• **What to do**
Every line of the data below that holds the string "active" needs to be reported.

——

PR #991, opened 2023-03-01
[14.0][IMP] mrp_multi_level: Get BoM to explode 

BernatPForgeFlow:
When exploding requirements or calculating supply method, we will consider the first active BoM taking into account the routes.

If the last supply rule is 'Manufacture' and the first active BoM other than 'Subcontracting' is a 'Kit', the supply method for the  MRP Parameter will be 'Kit'. Otherwise, if the last supply rule is 'Manufacture' and there is no BoMs or the first active BoM other than 'Subcontracting' is 'Manufactured', the supply method for the  MRP Parameter will be 'Produce'.

In the image below we have an example of a product with multiple active BoMs. If the route is 'Manufacture', the 'Kit' BoM is the one that will be considered.
image

### DIFF
--- a/mrp_multi_level/wizards/mrp_multi_level.py
+++ b/mrp_multi_level/wizards/mrp_multi_level.py
@@ -8,6 +8,7 @@ import logging
 from datetime import date, timedelta
 
 from odoo import _, api, exceptions, fields, models
+from odoo.tools import float_is_zero
 
 logger = logging.getLogger(__name__)
 
@@ -193,6 +194,17 @@ class MultiLevelMrp(models.TransientModel):
         return mrp_action_date, mrp_date_supply
 
     @api.model
+    def _get_bom_to_explode(self, product_mrp_area_id):
+        boms = self.env["mrp.bom"]
+        if product_mrp_area_id.supply_method in ["manufacture", "phantom"]:
+            boms = product_mrp_area_id.product_id.bom_ids.filtered(
+                lambda x: x.type in ["normal", "phantom"]
+            )
+        if not boms:
+            return False
+        return boms[0]
+
+    @api.model
     def explode_action(
         self, product_mrp_area_id, mrp_action_date, name, qty, action, values=None
     ):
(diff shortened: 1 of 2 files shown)


mrp_multi_level/wizards/mrp_multi_level.py
```diff
@@ -200,45 +200,48 @@ def explode_action(
         mrp_date_demand = mrp_action_date
         if mrp_date_demand < date.today():
             mrp_date_demand = date.today()
-        if not product_mrp_area_id.product_id.bom_ids:
+        boms = self.env["mrp.bom"]
+        if product_mrp_area_id.supply_method == "buy":
+            boms = product_mrp_area_id.product_id.bom_ids.filtered(
+                lambda x: x.type == "subcontract"
```
LoisRForgeFlow: this is added in `mrp_subcontracting`, you should consider create a new glue module `mrp_multi_level_subcontracting`

BernatPForgeFlow: Done!

mrp_multi_level/wizards/mrp_multi_level.py
```diff
@@ -200,45 +211,39 @@ def explode_action(
...
         if mrp_date_demand < date.today():
             mrp_date_demand = date.today()
-        if not product_mrp_area_id.product_id.bom_ids:
+        bom = self._get_bom_to_explode(product_mrp_area_id)
+        if not bom:
             return False
-        bomcount = 0
-        for bom in product_mrp_area_id.product_id.bom_ids:
-            if not bom.active or not bom.bom_line_ids:
+        for bomline in bom.bom_line_ids:
```
hieulucky111, line 219: we can use `bom.bom_line_ids.filtered(lambda r: r.product_qty < 0 or r.product_id.type != "product")`

hieulucky111 (approved):
LGTM
Code review

mrp_multi_level/wizards/mrp_multi_level.py
BernatPForgeFlow: Yes, that's true! 

Well, it really is `bom.bom_line_ids.filtered(lambda r: r.product_qty >= 0 or r.product_id.type != "product")`, but thanks!

hieulucky111 (approved):

mrp_multi_level/wizards/mrp_multi_level.py
```diff
@@ -200,45 +211,39 @@ def explode_action(
...
+            ):
+                # Stop explosion.
                 continue
-            bomcount += 1
-            if bomcount != 1:
+            if bomline._skip_bom_line(product_mrp_area_id.product_id):
                 continue
-            for bomline in bom.bom_line_ids:
-                if bomline.product_qty <= 0.00 or bomline.product_id.type != "product":
-                    continue
```
LoisRForgeFlow, line 214: @BernatPForgeFlow Can you keep this inside the loop instead of applying it with a filtered? with the "for bom in boms.filtered()" you are iterating twice.

BernatPForgeFlow: That's true! I'll go back to the initial version then

LoisRForgeFlow (approved):
LGTM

——

• **Result of the exercise**
When exploding requirements or calculating supply method, we will consider the first active BoM taking into account the routes.
If the last supply rule is 'Manufacture' and the first active BoM other than 'Subcontracting' is a 'Kit', the supply method for the  MRP Parameter will be 'Kit'. Otherwise, if the last supply rule is 'Manufacture' and there is no BoMs or the first active BoM other than 'Subcontracting' is 'Manufactured', the supply method for the  MRP Parameter will be 'Produce'.
In the image below we have an example of a product with multiple active BoMs. If the route is 'Manufacture', the 'Kit' BoM is the one that will be considered.
-            if not bom.active or not bom.bom_line_ids:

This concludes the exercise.